THE PROBLEM: Each line in the records below that has the word "know" should be copied.

(Records from a dataset)
--------------------------------

PR #1074, opened 2020-08-03
Add absolute link to frontail bootstrap css

ecdye:

### DIFF
--- a/includes/openhab2-override.conf
+++ b/includes/openhab2-override.conf
@@ -1,5 +1,3 @@
 [Unit]
 Description=openHAB2 instance, reachable at http://%H:8080
-Wants=zram-config.service
-Wants=frontail.service
-
+Wants=zram-config.service frontail.service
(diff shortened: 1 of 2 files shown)


includes/openhab2-override.conf
```diff
@@ -1,5 +1,3 @@
 [Unit]
 Description=openHAB2 instance, reachable at http://%H:8080
-Wants=zram-config.service
-Wants=frontail.service
-
+Wants=zram-config.service frontail.service
```
mstormi, line 3: are you sure this works? I looked around the Inet when I've added it but did not find a confirmation so went the safe route (it's also better to have separate lines should we decide to dynamically generate/change this one day via script)

ecdye: I looked at the MAN page and it said it works.

mstormi: Please validate first.

mstormi: you mean you did validate?

ecdye: Not yet. I will this afternoon.

ecdye: It works, no issues for me.

PR #1055, opened 2020-07-26
Finish Standardization and Rewrite

ecdye:
Fixes #937
Fixes #625

Signed-off-by: Ethan Dye <mrtops03@gmail.com>

Issue #625, opened 2019-08-04
Drop fixed path in favor of relative when calling binaries


EliasGabrielsson:
In order to get some more headroom for folder changes should the scripts in what extent is possible use relative calling on binaries. i.e. `git` in favor of `/local/bin/git`.

- [x] Update CONTRIBUTE.md with coding style
- [ ] Review all files in the whole repository

mstormi:
For proper understanding: you mean in DISfavor of using the whole path, i.e. just use "git" in our scripts - correct ?

PR #1077, opened 2020-08-05
auto backup

### LINKED ISSUE #1044: Auto-backup
Just an idea to track and discuss

We equip a Pi with a say 16GB internal SD card plus an external card reader(!) with a 64GB one.
First two partitions on the external card will be mirrors of the two partitions on the internal one, and the rest will be dedicated to provide backup storage for use by Amanda.
Also add cronjobs to rsync config and persistence DB daily and copy partitions say monthly (eventually mount+unmount after).
Now if the internal card fails for whatever reason, we have a ready-to-run backup on the external card, including daily snapshots of persistence and other data in ZRAM(!) that otherwise gets lost.

Implementation: Make card reader device a parameter in openhabian.conf.
In unattended install, check for partition sizes, partition external stick and call amanda_setup with suitable parameters. 

wdyt?

mstormi:
Closes #1044

Signed-Off-By: Markus Storm markus.storm@gmx.net


holgerfriedrich:
@mstormi I am in doubt that copying a mounted (writable) partition of a running system on block basis (dd) could work. You will not get a snapshot, but likely in inconsistent state of the filesystem (it might still look ok and by mountable, but the content of the files might point to something completely different due to modifications of the fs during copy).

My recommendation would be to try an rsync (file basis) with some special handling of system directories plus some extra efforts to get it bootable etc.

mstormi:
Thanks for the warning. Yes I know all those horror stories as I've been doing backups for >20 years in different organizations.
But I'm sure it works fine. I've successfully dd'ed `/dev/mmcblk0` a couple of times in the past on my production system and never had issues.
First, it's done during low-traffic times, and most remaining traffic will be on ZRAM'ed directories (the lower FS which is what I dump is not changed during that time).
Also, if you look at the code (beware, that's rapidly prototyped only so not ready yet), you'll see that I prepared for a combination of dd and rsync. My idea is to do raw dumps just once a month and rsync just the diffs all the other days.

mstormi:
Fixes #1044

ecdye:
While making this be sure to keep #625 in mind as it will soon be the standard across all the code once #1055 is merged.

ecdye:
We should create a size chart for storage space recommendations for the backup device. with descriptions of how much space will be used for each piece of the backup solution.

ecdye:
Also, why not use Amanda to create the RAW disk backups?

mstormi:
> Also, why not use Amanda to create the RAW disk backups?

Thought about that but that would require additional storage space thus raise HW requirements

mstormi:
Ok this was quite some twiddling but I think I made it.
Please get yourself an external card reader and an SD card at least twice the size of the internal card and test this feature by activating any of the storageXXX options in (/boot/)openhabian.conf. Eventually you can also use the 50 menu options.

functions/backup.bash
```diff
@@ -237,9 +215,156 @@ amanda_setup() {
...
+      dest="/dev/$retval"
+    else
+      dest=${dest}2
+    fi
+    # Auswahl des src dir nötig ?? nein immer "/"
+    # Auswahl des dest dir nötig ?? nein immer syncmount und dest wird oben ausgewählt
+    #if [[ -n "$INTERACTIVE" ]]; then
+    mount "$dest" "${syncMount:-/storage/syncmount}"
+    rsync --one-file-system -avRh "/" "$syncMount"
+    if ! umount "$syncMount" &> /dev/null; then
```
ecdye, line 270: Use `()` in if statements if output redirection is used to help avoid ambiguity.

functions/backup.bash
```diff
@@ -237,9 +215,156 @@ amanda_setup() {
...
 
+  if [[ "$1" == "diff" ]]; then
+    if [[ ! -d $syncMount ]]; then
+      mkdir -p "$syncMount"
+    fi
+    if [[ -n "$INTERACTIVE" ]]; then
+      select_blkdev "^-sd" "select partition" "Select the partition to copy the internal SD card data to"
+      dest="/dev/$retval"
+    else
+      dest=${dest}2
```
ecdye, line 263: Double quote all variable assignments.

functions/backup.bash
```diff
@@ -237,9 +215,156 @@ amanda_setup() {
...
+##
+##   setup_mirror_SD()
+##
+setup_mirror_SD() {
+  local dest
+  local srcSize
+  local destSize
+  local minSize
+  local targetDir="/etc/systemd/system/"
+  local storageDir=${storagedir:-/storage}
```
ecdye, line 288: Double quote all variable assignments.

functions/backup.bash
```diff
@@ -237,9 +215,156 @@ amanda_setup() {
...
+    echo "FAILED"; return 1
+  fi
+
+  # shellcheck disable=SC2154
+  if [[ -n "$UNATTENDED" ]] && [[ -z "$backupdrive" ]]; then return 0; fi
+
+  if [[ -n "$INTERACTIVE" ]]; then
+    select_blkdev "^sd" "Setup SD mirroring" "Select USB device to copy the internal SD card data to"
+    if [[ -z "$retval" ]]; then return 0; fi
+    dest="/dev/$retval"
```
ecdye, line 314: Use `{}` in a variable assignment involving another variable to avoid ambiguity.

functions/backup.bash
```diff
@@ -237,9 +215,156 @@ amanda_setup() {
...
+  else
+    # shellcheck disable=SC2154
+    dest=${backupdrive:-/dev/sda}
```
ecdye, line 317: Double quote all variable assignments.

functions/backup.bash
```diff
@@ -237,9 +215,156 @@ amanda_setup() {
...
+  fi
+
+  size=$(fdisk -l /dev/mmcblk0 | head -1 | cut -d' ' -f3)	# in GBytes
+  infoText="$infoText1 $dest $infoText2"
+  srcSize=$(blockdev --getsize64 /dev/mmcblk0)
+  minSize="$((19 * srcSize / 10))"	# to accomodate for slight differences in SD sizes
+  destSize=$(blockdev --getsize64 "$dest")
```
ecdye, line 324: Double quote all variable assignments.

functions/backup.bash
```diff
@@ -237,9 +215,156 @@ amanda_setup() {
...
+  if [[ "$destSize" -lt "$minSize" ]]; then
+    if [[ -n "$INTERACTIVE" ]]; then
+      whiptail --title "insufficient space" --msgbox "$sizeError" 9 80
+    fi
+    echo "FAILED"; return 1;
+  fi
+
+  # copy partition table and create storage partition for the rest
+  sfdisk -d /dev/mmcblk0 | sfdisk "$dest"
+  start=$(fdisk -l /dev/mmcblk0 | head -1 | cut -d' ' -f7)
```
ecdye, line 334: Double quote all variable assignments.

functions/backup.bash
```diff
@@ -237,9 +215,156 @@ amanda_setup() {
...
+w
+EOF
+
+  partprobe
+  cond_redirect mke2fs -F -t ext4 "${dest}3"
+  mkdir -p "${storageDir}"
+  if ! sed -e "s|%DEVICE|${backupdrive:-/dev/sda}3|g" -e "s|%BKPDIR|${storageDir}|g" "${BASEDIR:-/opt/openhabian}"/includes/storage.mount >${targetDir}/storage.mount; then echo "FAILED (create storage mount)"; fi
+  if ! cond_redirect systemctl enable --now storage.mount; then echo "FAILED (enable storage mount)"; return 1; fi
+
+  size=$(fdisk -l "${dest}3" | head -1 | cut -d' ' -f3)
```
ecdye, line 353: Double quote all variable assignments.

functions/backup.bash
```diff
@@ -237,9 +215,156 @@ amanda_setup() {
...
+##    mirror_SD(String method)
+##
+mirror_SD() {
+  local src
+  local dest
+  local start
+  local syncMount="/storage/syncmount"
+
+
+  src=/dev/mmcblk0
```
ecdye, line 239: Double quote all variable assignments.

functions/backup.bash
```diff
@@ -237,9 +215,156 @@ amanda_setup() {
...
+
+
+## "raw" copy partition using dd or mount and use rsync to sync "diff"
+## Valid arguments: "raw", "diff"
+## Periodically activated by systemd timer units (raw copy on 1st of month, rsync else)
+##
+##    mirror_SD(String method)
+##
+mirror_SD() {
+  local src
```
ecdye, line 233: Stick to one variable declaration style per function, either one line or declare and assign on different lines.

docs/NEWSLOG.md
```diff
@@ -1,5 +1,12 @@
+## August 15, 2020
+## Auto-backup (ALPHA)
+Have openHABian automatically take daily syncs of your internal SD card to
```
ecdye, line 3: openHABian can automatically take daily backup syncs of your internal SD card to another device in an external port. This allows for fast swapping of cards to reduce impact of a failed SD card. The external device will also be used to setup an Amanda backup system.

openhabian-setup.sh
```diff
@@ -108,6 +108,8 @@ if [[ -n "$UNATTENDED" ]]; then
   clean_config_userpw
   frontail_setup
   zram_setup
+  amanda_setup
```
ecdye, line 111: Remove, as it is not necessary.

functions/backup.bash
```diff
@@ -154,75 +138,69 @@ create_backup_config() {
 }
 
 amanda_setup() {
+  local matched
```
ecdye, line 141: Remove changes from previous iteration of this PR that are no longer necessary.

functions/helpers.bash
```diff
@@ -411,3 +411,19 @@ wait_for_apt_to_finish_update() {
...
+##    select_blkdev(String, String, String)
+##
+select_blkdev() {
+    declare -a array=()
+    while read -r id foo{,} size foo{,,}; do
+      array+=("$id"     "$size" )
+    done < <(lsblk -i | tr -d '`\\|' | grep -E "${1}" | tr -d '\\-')
+
+    # shellcheck disable=SC2034
+    retval=$(whiptail --title "$2" --cancel-button Cancel --ok-button Select --menu "$3" 12 76 4 "${array[@]}" 3>&1 1>&2 2>&3)
```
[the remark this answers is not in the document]
mstormi: ok (although you shouldn't call this if you're not interactive)

functions/backup.bash
```diff
@@ -237,9 +215,156 @@ amanda_setup() {
...
+    if [[ ! -d $syncMount ]]; then
+      mkdir -p "$syncMount"
+    fi
+    if [[ -n "$INTERACTIVE" ]]; then
+      select_blkdev "^-sd" "select partition" "Select the partition to copy the internal SD card data to"
+      dest="/dev/$retval"
+    else
+      dest=${dest}2
+    fi
+    # Auswahl des src dir nötig ?? nein immer "/"
```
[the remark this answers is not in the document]
mstormi: just forgot to remove

functions/system.bash
```diff
@@ -236,9 +236,7 @@ create_mount() {
 
   echo -n "$(timestamp) [openHABian] Creating mount $source in '/srv/openhab2-${destination}'... "
   if ! sed -e 's|%SRC|'"${source}"'|g; s|%DEST|'"${destination}"'|g' "${BASEDIR:-/opt/openhabian}"/includes/mount_template > /etc/systemd/system/"$mountPoint"; then echo "FAILED (sed)"; return 1; fi
-  cond_redirect systemctl -q daemon-reload &> /dev/null
-  if ! cond_redirect systemctl enable "$mountPoint"; then echo "FAILED (enable service)"; return 1; fi
-  if cond_redirect systemctl restart "$mountPoint"; then echo "OK"; else echo "FAILED (restart service)"; return 1; fi
+  if ! cond_redirect systemctl enable --now "$mountPoint"; then echo "FAILED (enable service)"; return 1; fi
```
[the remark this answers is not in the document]
mstormi: it's a short form of the previous 2 lines, I don't recall why they're in

includes/sdrsync.service
```diff
@@ -0,0 +1,9 @@
+[Unit]
+Description=mount external card reader device and rsync / over there
+
+[Service]
+Type=oneshot
+#User=root
+#Group=root
+ExecStart=source /opt/openhabian/functions/backup.bash; mirror_SD "diff" %DEST
```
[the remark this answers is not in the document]
mstormi: Frankly, I don't know yet

includes/storage.mount
```diff
@@ -0,0 +1,14 @@
+[Unit]
+Description=%BKPDIR mount
+Before=zram-config.service
+
+[Mount]
+What=%DEVICE
+Where=%BKPDIR
```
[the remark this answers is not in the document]
mstormi: fstab has been given up earlier already. Reason is some mounts must happen before and some after specific services, mount units allow to be more fine-grained.

functions/backup.bash
```diff
@@ -237,9 +215,156 @@ amanda_setup() {
...
+    fi
+  fi
+}
+
+
+## setup mirror/sync of boot and / partitions
+##
+##   setup_mirror_SD()
+##
+setup_mirror_SD() {
```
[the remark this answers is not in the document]
mstormi: ok

functions/backup.bash
mstormi: you're more insisting than shellcheck ;-) but ok

functions/backup.bash
mstormi: we had that already. I use the short form for constants, longer else

docs/NEWSLOG.md
mstormi: ok

functions/backup.bash
mstormi: huh? "matched" is used or what do you mean ?

openhabian-setup.sh
mstormi: it is! will return if $backupdrive unset

functions/backup.bash
```diff
@@ -237,9 +215,156 @@ amanda_setup() {
...
+    if [[ -n "$INTERACTIVE" ]]; then
+      whiptail --title "insufficient space" --msgbox "$sizeError" 9 80
+    fi
+    echo "FAILED"; return 1;
+  fi
+
+  # copy partition table and create storage partition for the rest
+  sfdisk -d /dev/mmcblk0 | sfdisk "$dest"
+  start=$(fdisk -l /dev/mmcblk0 | head -1 | cut -d' ' -f7)
+  fdisk "$dest" &> /dev/null <<EOF
```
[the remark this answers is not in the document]
mstormi: no there's no feasible alternative I know of.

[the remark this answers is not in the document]
ecdye: Better yet, can you explain exactly what this command is doing? Especially since there is no real way to do it otherwise, add it to the comments in the code to help explain what is going on.

includes/storage.mount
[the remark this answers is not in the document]
ecdye: Fair enough.

functions/backup.bash
ecdye: Its all about style :)

openhabian-setup.sh
ecdye: But it does not actaully setup the amanda backup? right?

functions/backup.bash
ecdye: I was referring to the function in general, in a sense from looking at the comment in `openhabian-setup.sh`

functions/backup.bash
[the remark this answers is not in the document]
mstormi: see comment you even quoted

openhabian-setup.sh
mstormi: yes it does, with default params

functions/backup.bash
mstormi: be more specific please what would need to be removed?

functions/backup.bash
mstormi: what's ambiguous about that ?
() is subshell. Not sure it would work the same.

ecdye: it does.

openhabian-setup.sh
ecdye: But then it would be overwritten by the mirror SD which creates another amanda config, right?

functions/backup.bash
mstormi: ok then

openhabian-setup.sh
mstormi: you're right, I removed that call in setup_mirror_SD

ecdye: I would actually prefer it to take place there, it makes incompatibility with #1055 much simpler.

functions/backup.bash
ecdye: Never-mind, it was confusion because of other changes.

openhabian-setup.sh
mstormi: I understand but that sort of nesting is a no-go to me from a SW architecture POV.
All install routines should be capable of being called directly and without dependencies on each other, for both, unattended and interactive install, and handle interativeness (or not) themselves.

functions/backup.bash
mstormi: ok

openhabian-setup.sh
ecdye: It's not really nesting. The create Amanda config function is intended for that purpose and should function just fine. Whereas the Amanda setup function should be used for an interactive setup.

mstormi: No it's insufficient to create the config only, and the code for the missing parts exists in amanda_setup() and used to be duplicated in mirror_SD. Not desirable from the SW arch perspective either.

ecdye: SW Arch?

mstormi: software architecture
Ok a big word for little code like this but still valid IMHO

ecdye: Very well, however for a more object oriented design, it might be better to create a new function to install and setup necessary Amanda components (ie `amanda_install`). And then keep `amanda_setup` as a interactive configuration setup and use those to create a more modular and simpler design.

mstormi: yeah but bash programming isn't OO, pure imperative procedural that is, and I don't want to start mixing styles either.

ecdye: But in this case I think it works out to a good compromise and allows for much more modular code.

mstormi: In the first place, I'm happy to have it working and I don't see the point in (more) modularization there so I don't want to refactor that upfront ... but I'm ok with when you change it after the initial merge as part of your ongoing standardization efforts. Are you ok with that, too ?

ecdye: Fair enough.

mstormi:
did anyone test ?
Please do, use this testbuild branch image

includes/sdrsync.service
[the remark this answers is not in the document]
mstormi: it didn't :) but now that I fixed it I think it does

--------------------------------

ANSWER TO THE EXERCISE:
Thanks for the warning. Yes I know all those horror stories as I've been doing backups for >20 years in different organizations.
mstormi: Frankly, I don't know yet
mstormi: no there's no feasible alternative I know of.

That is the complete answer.